*Work instructions*:
Pick out each line of the records in which the word "opened" appears.

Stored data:
PR #100, opened 2025-12-31
Add Change Window Params plugin

ricewind012:


shdwmtr:
Does this build with the latest ttc or does it need your patches. If so, PR your patches.

PR #106, opened 2026-01-08
Add Apps-buttons

diemonic1:
This plugin allows you to add additional buttons to the Steam client, which allow you to launch any programs on your computer or open websites Millennium buttons open two links on the Internet - https://steambrew.app/plugins and https://steambrew.app/themes At any time, at the request of the user, they can be changed or deleted through the settings.json file They are inserted solely as an example of what this plugin can be used for - if the user does not need these buttons, he can remove them.

The program allows you to launch not only third-party websites through buttons, but also local programs. For this, an analog of the os.execute command is used ("cmd /c launch "" /B "startup program""), which allows you to launch the application without opening the console window.


shdwmtr:
I feel like I already responded to this PR, but maybe I forgot to click send. 

Don't use cmd commands, its *highly* insecure and *not* cross platform. In javascript, Steam provides an API to open folders and websites under `SteamClient.System`.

*Task answer*:
PR #100, opened 2025-12-31
PR #106, opened 2026-01-08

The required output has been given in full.